Um general sênior foi demitido nas últimas semanas após denúncias de que estaria usando o que se costuma chamar de tática soviética: enviar pessoas para o front.
"Há muitas críticas porque perdemos muitos dos nossos homens devido a uma mentalidade e estratégia de estilo soviéticas”, diz Ivan Stupak, antigo oficial do Serviço de Segurança. "Estamos limitador de pessoal. Não temos outra opção que não seja pensar no nosso pessoal."
Na área em torno de Kharkiv, os avanços russos pararam. Mas no Leste, a tática de desgaste da Rússia registra progressos lentos porém constantes.
"Infelizmente, há muitos russos. E eles estão tentando realizar essa operação em busca de centímetro por centímetro, polegada por polegada, 100 metros por dia, 200 metros por dia. E, infelizmente, é um sucesso para eles." diz Stupak.
Em Kiev há frustração com o ritmo do apoio ocidental. Um alto funcionário reclama que a Ucrânia recebe ajuda suficiente para não perder, mas não o suficiente para vencer.

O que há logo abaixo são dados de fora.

PR #1512, opened 2021-06-23
Fix I2S compile error, use auframe

andreaswatch:
This PR makes the I2S module compile again using auframe.
However, the microphone does not seem to work.

### DIFF
--- a/modules/i2s/i2s_src.c
+++ b/modules/i2s/i2s_src.c
@@ -70,6 +70,7 @@ static void convert_pcm(struct ausrc_st *st, size_t i, size_t n)
 static void *read_thread(void *arg)
 {
 	struct ausrc_st *st = arg;
+	struct auframe af;
 
 	while (st->run) {
 		size_t i;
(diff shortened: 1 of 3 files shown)


cspiel1:
The github workflow shows:
```
./modules/i2s/i2s_play.c:71: line is too wide (88 - max 79)
./modules/i2s/i2s_src.c:89: has trailing tab(s)
```

Please fix this and push force!

modules/i2s/i2s_src.c
```diff
@@ -86,8 +86,12 @@ static void *read_thread(void *arg)
 			convert_pcm(st, i, n / 4);
 			i += (n / 4);
 		}
-
-		st->rh(st->sampv, st->sampc, st->arg);
+		
+		struct auframe af = {
```
cspiel1, line 90: Please move declaration to the top of the function body!

cspiel1:
The PR seems to be technical correct and the I2S source and playback should work. I see no changes that could break something.

You could debug in `convert_pcm()`. Print values, make adjustments for the volume! Also it could be that your MICs deliver different "kind" of values. Do also have an

Adafruit I2S MEMS Microphone Breakout - SPH0645LM4H ?

modules/i2s/i2s_src.c
sreimers: And please use auframe_init like for play.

As autoridades ocidentais reconhecem que 2024 foi um ano difícil para a Ucrânia, com atrasos na chegada da assistência militar dos EUA que colocaram pressão sobre as defesas, custando território e vidas.
"Parece que a estratégia é ir aumentando de pouco em pouco", disse à BBC Oleksandr Merezhko, presidente da comissão parlamentar ucraniana de relações exteriores.
"Recebemos pouco a pouco, e tenho a impressão de que nossos aliados ocidentais fornecem um pouco de armamento e vêem o que acontece, como se tivessem medo do que chamam de escalada".
O fim das restrições ao uso de armas americanas na fronteira com a Rússia fez diferença e contribuiu para deter o ataque de Moscou a Kharkiv.
"Se tivermos de lutar com as mãos atadas nas costas, o que faremos é sangrar até à morte. É por isso que é de crucial importância que nos permitam utilizar mísseis de longo alcance no território da Rússia, e já temos resultados", observou Merezhko.
Mas uma outra autoridade ucraniana diz que o uso de ataques de maior alcance contra a Rússia é apenas um paliativo e que não altera fundamentalmente a dinâmica da guerra.
"Estamos caminhando para um impasse", afirma Ivan Stupak, antigo funcionário dos serviços de segurança, que reconhece que isso pode levar à "pílula amarga" de algum tipo de negociação.
Durante uma visita a Kiev na semana passada, o primeiro-ministro húngaro, Viktor Orban, sugeriu pela primeira vez um cessar-fogo para acelerar as negociações, uma postura que gerou desconfiança entre as autoridades de Kiev.
Andriy Yermak, chefe de gabinete do presidente ucraniano Zelensky, disse à imprensa em Washington: "Não estamos dispostos a comprometer coisas e valores muito importantes".
Os ucranianos temem que sem garantias firmes de segurança - como a adesão à OTAN, no lugar de negociações vagas sobre uma ponte para adquirir o status - a Rússia possa reagrupar-se e atacar novamente no futuro.
Vladimir Putin aposta no desgaste da Ucrânia no campo de batalha e na superação da determinação do Ocidente em apoiar o país.
Além de lançar bombas aéreas guiadas sobre posições da linha da frente e civis em Kharkiv, Moscou também atacou instalações energéticas em todo o país, levando a apagões cada vez mais frequentes e preocupação com o inverno.
As eleições nos EUA em novembro adicionam outra camada de incerteza à dúvida sobre a capacidade da União Europeia de assumir o controle da situação.
Para o tenente-coronel Anton Bayev, na linha da frente próxima de Kharkiv, a capacidade de atacar a Rússia pode ter sido vital, mas agora vê que o seu inimigo está adaptando suas táticas - e não apenas com "ataques à carne".
As perdas agora vêm de ataques com morteiros e bombas deslizantes, enquanto as forças ucranianas continuam com escassez de munição.
"Precisamos de tudo e sempre falta", diz.
"Os meninos estão aguentando. Todos nós estamos aguentando. É duro, mas todos sabem o preço e por que tudo isso é feito."